Penanganan abrasi ini merupakan respon cepat Wakil Bupati (Wabup) Kepulauan Yapen Roi Palunga atas keluhan masyarakat. Langkah ini dilakukan untuk mengalihkan arah aliran air agar tak lagi membujur dan mengikis bantaran kali yang berbatasan langsung dengan lokasi pemakaman warga.
“Sebagai pemerintah, kami siap menjawab keluhan masyarakat.

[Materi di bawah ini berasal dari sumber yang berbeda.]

PR #2521, opened 2022-03-25
Configurable metrics collectrion

gl-johnson:
### Desired Outcome
Prometheus telemetry should be configurable via the Conjur configuration system which leverages [Anyway Config](https://github.com/palkan/anyway_config). This includes the following two options for enabling the telemetry feature (in order of precedence):
- As an environment variable: 
  - CONJUR_TELEMETRY_ENABLED=true
- In the configuration file (/etc/conjur/config/conjur.yml): 
  - telemetry_enabled: true

NOTE: If neither of the above are configured it will default to 'false'

As with all configurations, at this time, this must be set for every instance of the Conjur OSS Server. It’s not replicated across instances. After making one of the two changes above, simply apply the updated configuration using conjurctl configuration apply (or by restarting the Conjur processes).

At this point, Conjur will be able to collect metrics and tally them in Prometheus client store. Also, the /metrics endpoint is enabled and will no longer report a 401.

### DIFF
--- a/config/application.rb
+++ b/config/application.rb
@@ -24,12 +24,6 @@ require 'conjur_audit'
 # Must require because lib folder hasn't been loaded yet
 require './lib/conjur/conjur_config'
 
-# Require prometheus dependencies and metrics module
-# so that a clean data store can be initialized
-# This should be done dynamically depending on whether
-# metrics are enabled in the future
-require './lib/monitoring/prometheus'
-
 module Conjur
   class Application < Rails::Application
     # Settings in config/environments/* take precedence over those specified here.
@@ -81,7 +75,5 @@ module Conjur
     # guaranteed to be available for other initializers to use.
     config.conjur_config = Conjur::ConjurConfig.new
 
-    # Initialize metrics and clean existing data
-    Monitoring::Prometheus.setup
   end
 end
--- a/config/initializers/rack_middleware.rb
+++ b/config/initializers/rack_middleware.rb
@@ -27,11 +27,6 @@ Rails.application.configure do
   # to the start of the Rack middleware chain.
   config.middleware.insert_before(0, ::Rack::DefaultContentType)
 
-  # If using Prometheus telemetry, we want to ensure that the middleware
-  # which collects and exports metrics is loaded at the start of the 
-  # middleware chain to prevent any modifications to the incoming requests
-  config.middleware.insert_before(0, Monitoring::Middleware::PrometheusExporter, registry: Monitoring::Prometheus.registry, path: '/metrics')
-
   # Deleting the RemoteIp middleware means that `request.remote_ip` will
   # always be the same as `request.ip`. This ensure that the Conjur request log
   # (using `remote_ip`) and the audit log (using `ip`) will have the same value
--- a/spec/lib/monitoring/middleware/prometheus_exporter_spec.rb
+++ b/spec/lib/monitoring/middleware/prometheus_exporter_spec.rb
@@ -1,7 +1,7 @@
 require 'spec_helper'
+require 'monitoring/middleware/prometheus_exporter'
 
 describe Monitoring::Middleware::PrometheusExporter do
-  include Rack::Test::Methods
 
   # Reset the data store
   before do
@@ -16,17 +16,21 @@ describe Monitoring::Middleware::PrometheusExporter do
 
   let(:options) { { registry: registry, path: path} }
 
+  let(:env) { Rack::MockRequest.env_for }
+
   let(:app) do
-    app = ->(_) { [200, { 'Content-Type' => 'text/html' }, ['OK']] }
-    described_class.new(app, **options)
+    app = ->(env) { [200, { 'Content-Type' => 'text/html' }, ['OK']] }
   end
+
+  subject { described_class.new(app, **options) }
 
   context 'when requesting app endpoints' do
     it 'returns the app response' do
-      get '/foo'
+      env['PATH_INFO'] = "/foo"
+      status, _headers, _response = subject.call(env)
 
-      expect(last_response).to be_ok
-      expect(last_response.body).to eql('OK')
+      expect(status).to eql(200)
+      expect(_response.first).to eql('OK')
     end
   end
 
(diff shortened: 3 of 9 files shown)


dev/docker-compose.yml
```diff
@@ -178,6 +178,29 @@ services:
...
       - ../ci/jwt/:/usr/src/jwks/
 
+
+  prometheus:
+    image: prom/prometheus:v2.1.0
+    command:
+      - '--config.file=/etc/prometheus/prometheus.yml'
+      - '--storage.tsdb.path=/prometheus'
+      - '--web.console.libraries=/usr/share/prometheus/console_libraries'
+      - '--web.console.templates=/usr/share/prometheus/consoles'
```
doodlesbykumbi, line 188: Unless I'm missing something let's try and maintain the scope of the PR. I think changes to this file, and other's under the dev folder related to running prometheus locally, are not needed for this PR.

config/initializers/rack_middleware.rb
```diff
@@ -30,7 +30,9 @@
   # If using Prometheus telemetry, we want to ensure that the middleware
   # which collects and exports metrics is loaded at the start of the 
   # middleware chain to prevent any modifications to the incoming requests
-  config.middleware.insert_before(0, Monitoring::Middleware::PrometheusExporter, registry: Monitoring::Prometheus.registry, path: '/metrics')
+  if config.conjur_config.telemetry_enabled
```
doodlesbykumbi, line 33: Let's have a test case to validate that when telemetry is not enabled then a called to `GET /metrics` returns 404 (or the appropriate response).

spec/lib/monitoring/middleware/prometheus_exporter_spec.rb
```diff
@@ -1,4 +1,5 @@
 require 'spec_helper'
+require 'monitoring/middleware/prometheus_exporter'
```
doodlesbykumbi, line 2: It's a nice-to-have, and not a requirement. I would be nice, if possible, to get rid of the `spec_helper` require here and instead have everything be loaded explicitly. 

I'm also wondering about `Rack::Test::Methods` vs whatever is used when testing rails controllers. They may be the same. If they're not I wonder what the difference is because we would want to test the `PrometheusExporter` in the context of rails and not in isolation.

config/application.rb
```diff
@@ -81,7 +81,9 @@ class Application < Rails::Application
     # guaranteed to be available for other initializers to use.
     config.conjur_config = Conjur::ConjurConfig.new
 
-    # Initialize metrics and clean existing data
-    Monitoring::Prometheus.setup
+    #Initialize metrics and clean existing data
+    if config.conjur_config.telemetry_enabled
```
doodlesbykumbi, line 85: Nice! Very straightforward

doodlesbykumbi: Fly by comment. I'm wondering if it's a good idea to move all the prometheus/telemetry-setup related things to their own initializer

doodlesbykumbi (commented):
Left some comments

spec/lib/monitoring/middleware/prometheus_exporter_spec.rb
gl-johnson: spec_helper can be removed if the following are explicitly loaded the exporter spec:
`require File.expand_path("../../../../../config/environment", __FILE__)`
`require 'rspec/rails'`
although the impact on loading times seems fairly small to me (13.1 -> 11.8 seconds on my machine), plus it ditches the SimpleCov functionality. Unclear to me if that's needed.

Rack::Test::Methods I guess is a more Rack-specific wrapper for testing API calls. It does not seem to be functionally much different than using the Rails request spec, i.e:
`describe Monitoring::Middleware::PrometheusExporter, type: :request do`
The latter works just fine so we can use that to be consistent with controllers.

config/initializers/rack_middleware.rb
gl-johnson: This behaves a bit strangely since the endpoint is exposed via middleware versus a Rails route. If the middleware isn't loaded (default behavior, metrics disabled) it will be a 401, which I believe is true for any requests that don't include an Auth header, not just /metrics.

Testing a 404 seems a bit trickier. I assume you would need to pass an Auth header to produce this, but rspec complains that there is no matching route and doesn't actually respond 404 gracefully. Plus it seems a bit weird to pass credentials for an endpoint which doesn't require them.

If metrics is enabled then the endpoint is exposed and should be expected to return 200, but this is also tricky in terms of rspec since the Prometheus components only have a chance to be initialized on app startup and presumably we can't reload the entire application for a single test.

doodlesbykumbi: Glad you brought up auth. We need to exclude the metrics endpoint from authorization, see https://github.com/cyberark/conjur/blob/1540a6fb3e515b44687ca3c69a237400d284d38a/config/initializers/rack_middleware.rb#L6-L22.

doodlesbykumbi: Glad you brought up auth. I think it somehow slipped through that we need to exclude the metrics endpoint from authorization, see https://github.com/cyberark/conjur/blob/1540a6fb3e515b44687ca3c69a237400d284d38a/config/initializers/rack_middleware.rb#L6-L22.

doodlesbykumbi: For testing the endpoint under different configuration options we might be able to lean on cucumber which I think runs the actual rails server.

spec/lib/monitoring/middleware/prometheus_exporter_spec.rb
```diff
@@ -25,8 +25,8 @@
     it 'returns the app response' do
       get '/foo'
 
-      expect(last_response).to be_ok
-      expect(last_response.body).to eql('OK')
+      expect(response.status).to eql(200)
```
doodlesbykumbi, line 28: Purely out of curiosity, how does `get` know to direct traffic to the `app` you defined. I haven't been able to find docs on this. I typically expect request specs to just work against the Rails application (minus the rack middleware).

gl-johnson: This may be a bit of misuse of a request spec, but to my understanding it does factor in the middleware layer. In this case the app gets defined by the lambda which is used to initialize to a new instance of the middleware (described_class).
`app = ->(_) { [200, { 'Content-Type' => 'text/html' }, ['OK']] }`
`described_class.new(app, **options)`

Requests make their way to the `call` method in the described class with the passed in lambda as the expected app response.

I'm pushing up a different version of the tests which I think is made a bit clearer by calling the middleware directly instead of leaning on request spec features. Plus it seems to be more inline with conventions I have seen for testing middleware. Let me know what you think.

Namun, tentu tetap harus mempertimbangkan kondisi keuangan daerah dan program yang telah direncanakan,” ujar Roi saat berdialog bersama warga di lokasi Kali Manaenam.

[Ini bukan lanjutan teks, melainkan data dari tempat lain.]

PR #2522, opened 2022-03-28
Auth persist api

telday:
### Desired Outcome

Adds a new API collection which allows users to configure a policy/secret values for an authentication webservice with one HTTP request.

### Implemented Changes

Adds a new route to Conjur (POST /authenticators/:account/persist) which accepts a JSON object in the body:
```json
{
    "authenticator": "<authenticator type>",
    "service-id": "<authenticator service  id>",
    <variables>
}
```

### Connected Issue/Story

#### Changelog

  CHANGELOG update

#### Test coverage

  changes, or

#### Documentation

#### Behavior

#### Security

- [x] Security architect has reviewed the changes in this PR,


app/controllers/authenticators_controller.rb
```diff
@@ -0,0 +1,102 @@
...
+
+  def conjur_policy_branch_name
+    "#{account}:policy:conjur"
+  end
+
+  def policy_text(loaded_policy_details)
+    loaded_policy_details[:policy].values[:policy_text]
+  end
+
+  def policy_resource_exists(policy_branch_name)
```
jvanderhoof, line 63: in ruby, functions which result in a boolean value typically get a question mark:
```ruby
policy_resource_exists?
```
to improve readability.

app/controllers/authenticators_controller.rb
```diff
@@ -0,0 +1,102 @@
...
+    Resource[format("%s:policy:%s", params[:account], policy_branch_name)] ? true : false
+  end
+
+  def auth_policy_branch
+    branch_format_string = "conjur/%s/%s"
+    format(branch_format_string, authenticator, service_id)
```
jvanderhoof, line 69: [NIT] - this is more commonly achieved with interpolation:
```ruby
"conjur/#{authenticator}/#{service_id}"
```

app/domain/authentication/auth_data.rb
```diff
@@ -0,0 +1,15 @@
+
+module AuthData
```
jvanderhoof, line 2: I think it's fine to leave this as a module, but as a note, this is actually a great candidate for inheritance.

app/domain/authentication/auth_data.rb
```diff
@@ -0,0 +1,15 @@
...
+    def auth_name
+      @json_data["authenticator"]
+    end
+
+    def service_id
+      @json_data["service_id"]
+    end
+
+    def auth_parameters
```
jvanderhoof, line 11: [NIT] - it may be worth changing these methods with `auth_` to just `parameters` or `name` as they have the "authenticator" context from the module/injected class.

app/domain/authentication/authn_k8s/initialize.rb
```diff
@@ -0,0 +1,100 @@
...
+
+      def json_parameter_names
+        [ 'service-account-token', 'ca-cert', 'api-url' ]
+      end
+
+      def json_present?
+        !auth_parameters.keys.empty?
+      end
+
+      validates(
```
jvanderhoof, line 30: What's the value in skipping validation if the JSON params are not present?

app/domain/authentication/authn_k8s/initialize.rb
```diff
@@ -0,0 +1,100 @@
...
+      command_class(
+        dependencies: {
+          conjur_ca_repo: Repos::ConjurCA,
+          secret: Secret,
+          logger: Rails.logger
+        },
+        inputs: %i[conjur_account service_id auth_data current_user]
+      ) do
+        def call
+          loaded_secrets = @auth_data.auth_parameters&.each do |key, value|
```
jvanderhoof, line 77: `each` doesn't return anything.  It just operates on the object (and in this case, the variable `loaded_secrets` will be the result of the last `@secret.create(resource_id: variable_id, value: value)` call).

app/domain/authentication/authn_k8s/initialize.rb
```diff
@@ -0,0 +1,100 @@
...
+
+          ca_repo_id = format("%s:webservice:conjur/%s/%s", @conjur_account, @auth_data.auth_name, @service_id)
+          auth(@current_user, :update, Resource[ca_repo_id])
+          @conjur_ca_repo.create(ca_repo_id)
+          loaded_secrets
+        end
+
+        private
+
+        def logger
```
jvanderhoof, line 93: [NIT] - it looks like `logger` is never called.

jvanderhoof (dismissed):
Great work on this @telday!

app/domain/authentication/authn_k8s/initialize.rb
jvanderhoof: Can we pass the environment variable into this context?

telday: We could always grab the value of the variable and use it, but that would also then force the user to have pre-configured the environment variable before calling the endpoint or it would error out. Is that what we want?

telday: Looks like this was a misread of the documentation on my part. The variables actually do need to be set in Conjur itself. I updated the class to reflect this.

app/controllers/authenticators_controller.rb
```diff
@@ -0,0 +1,101 @@
+# frozen_string_literal: true
+
+# REST endpoints for persisting authenticator configuration details in Conjur
+class AuthenticatorsController < RestController
+  include FindResource
+  include AuthorizeResource
+  
+  before_action :current_user
+  before_action :find_or_create_conjur_policy_branch
```
jvanderhoof, line 9: Instead of using a before action, just call `find_or_create_conjur_policy_branch` instead of using `@conjur_policy_branch`.  Calling the method directly removes some indirection.

jvanderhoof:
@telday, I was playing with this a bit on Friday and before we get this in, we need to standardize the URLs to conform both to our current authenticator standards, but also REST best practices.  Can you please break each authenticator "create" into the following convention:

```
POST https://{Conjur-server-hostname}/authn-{type}/{service-id}/{account}
```

The JSON body should be updated to remove the `service_id` from the doc (as it's now in the URI).

app/domain/authentication/persist_auth_factory.rb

Selain penanganan darurat, Roi juga mengajak masyarakat untuk bersama-sama memikirkan solusi jangka panjang, guna mengatasi abrasi kali yang terus terjadi.
Roi menyarankan agar pembangunan bronjong atau talud dapat diusulkan melalui Musyawarah Perencanaan Pembangunan (Musrenbang) serta dikawal dalam proses pelaksanaannya.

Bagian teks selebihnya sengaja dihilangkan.